The PGI optimizing and
parallelizing FORTRAN 77/90 and C/C++ compilers w. debugger have been
installed on the old cluster.
The manual is invoked by command
netscape $PGI/doc/index.htm
provided that you have an X11 server running, or in
the text mode (with much less user comfort) by
lynx $PGI/doc/index.htm
To compile and debug a simple (one-module) FORTRAN program for use on one processor, use:
| pgf77 -g myprog.f | Compile FORTRAN 77 program for debugging. Output executable is a.out |
| pgdbg a.out | Debug a.out |
| Xpgdbg a.out | Debug a.out using a graphical interface to gdb -- X11 is needed |
| pgf90 -O2 -o myprog myprog.f | Compile FORTRAN 90 program for final run (maximum optimization). Output executable is myprog |
Note: The PGI compiler usually gives faster code (by 20-30%) and is therefore recommended.
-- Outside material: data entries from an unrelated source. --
PR #1075, opened 2024-06-08
utils doc updates

ebsmothers:
#### Context
- [ ] add a new feature
- [ ] fix a bug
- [ ] other (please add here)

#### Changelog
Updating a bunch of docstrings under `torchtune/utils` and exposing all public APIs in our live docs (for better or for worse).
Oh also while I was at it I got rid of a couple useless APIs (I wanted to remove more..)

#### Test plan
Inspected docs page for every public API under `torchtune/utils`. Since I updated some resume logic for recipes that don't have tests for resuming from checkpoint :( I will run them manually when I get a chance.

### DIFF
--- a/recipes/full_finetune_distributed.py
+++ b/recipes/full_finetune_distributed.py
@@ -367,8 +367,8 @@ class FullFinetuneRecipeDistributed(FTRecipeInterface):
         optimizer = config.instantiate(cfg_optimizer, self._model.parameters())
 
         if opt_state_dict:
-            opt_state_dict = utils.transform_opt_state_dict(
-                opt_state_dict, self._model, optimizer
+            opt_state_dict = FSDP.optim_state_dict_to_load(
+                self._model, optimizer, opt_state_dict
             )
             optimizer.load_state_dict(opt_state_dict)
 
--- a/tests/torchtune/utils/test_precision.py
+++ b/tests/torchtune/utils/test_precision.py
@@ -30,7 +30,7 @@ class TestPrecisionUtils:
         """
         Tests that the correct dtype is returned based on the input string.
         """
-        dtypes = [None, torch.half] + PRECISION_STR_TO_DTYPE.keys()
+        dtypes = [None, torch.half] + list(PRECISION_STR_TO_DTYPE.keys())
         expected_dtypes = [
             torch.float32,
             torch.float16,
--- a/tests/torchtune/utils/test_precision.py
+++ b/tests/torchtune/utils/test_precision.py
@@ -15,7 +15,7 @@ import torch
 from torchtune.utils.precision import (
     _set_float32_precision,
     get_dtype,
-    list_dtypes,
+    PRECISION_STR_TO_DTYPE,
     set_default_dtype,
     validate_expected_param_dtype,
     verify_bf16_support,
@@ -30,7 +30,7 @@ class TestPrecisionUtils:
         """
         Tests that the correct dtype is returned based on the input string.
         """
-        dtypes = [None, torch.half] + list_dtypes()
+        dtypes = [None, torch.half] + PRECISION_STR_TO_DTYPE.keys()
         expected_dtypes = [
             torch.float32,
             torch.float16,
@@ -55,9 +55,6 @@ class TestPrecisionUtils:
             RuntimeError, match="bf16 precision was requested but not available"
         ):
             get_dtype(torch.bfloat16)
-
-    def test_list_dtyes(self):
-        assert set(list_dtypes()) == {"fp16", "bf16", "fp32", "fp64"}
 
     @pytest.mark.skipif(not cuda_available, reason="The test requires GPUs to run.")
     def test_set_float32_precision(self) -> None:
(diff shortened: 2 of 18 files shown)


RdoubleA (approved):
Mainly minor comments, but thanks for vastly improving utils documentation!

recipes/full_finetune_distributed.py
```diff
@@ -367,8 +367,8 @@ def _setup_optimizer(
         optimizer = config.instantiate(cfg_optimizer, self._model.parameters())
 
         if opt_state_dict:
-            opt_state_dict = utils.transform_opt_state_dict(
-                opt_state_dict, self._model, optimizer
+            opt_state_dict = FSDP.optim_state_dict_to_load(
```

To compile and debug a simple (one-module) FORTRAN program, use:
| g77 -g myprog.f | Compile FORTRAN program for debugging. Output executable is a.out |
| gdb a.out | Debug a.out -- see below |
| xxgdb a.out | Debug a.out using a graphical interface to gdb -- X11 is needed |
| g77 -O3 -ffast-math -o myprog myprog.f | Compile FORTRAN program for final run (maximum optimization). Output executable is myprog |
For programs of consisting of several modules, read the manual pages for g77 and make.
Call as
gdb PROGRAM
If your program has crashed and dumped the core (file core), you
can perform a post-mortem analysis by
gdb PROGRAM core
To debug an already started program, use
gdb PROGRAM PID
where PID is a process number that can be obtained by top or ps.
A few survival commands of gdb follow
| Synopsis | abbr | Explanation |
break FILE:LINE break FUNCTION | b | Set breakpoint (to the beginning of line) |
| cont | c | Continue execution |
| del [NUMBER] | d | Delete breakpoint(s) |
| help [COMMAND] | h | Get help (on COMMAND) |
| list | l | List several lines up and below in the source |
| next | n | Execute next line incl. all functions |
| print [EXPRESSION] | p | Print the value of variable or expression |
| run [ARGS] | r | Start program (w. command line ARGS) |
| step | s | Execute next line; if there is a function or procedure call, step into it. |
tbreak FILE:LINE tbreak FUNCTION | tb | Set temporary breakpoint (deleted after use) |
| watch [EXPRESSION] | wa | Breakpoint if expression changes. Very slow! |
| what [EXPRESSION] | wha | Type of EXPRESSION |
| where | whe | To see where in the program you are |
| Ctrl-C | | Interrupt running program |
Note: EXPRESSION is either one variable or a valid expression in
the syntax of the language being debugged.
Backups of a324-2 are performed daily at night on a325-11 ("the backup server")
using rsync. All user home directories (/home/*/) are
included. Four daily backups are kept, and weekly backups (Saturday to
Sunday) up to the backup server capacity. Older files are lost.
Currently only root can access a325-11; if you need to recover a damaged or lost file, please let me know.
There is no backup service for as67-1. Any removed file is lost.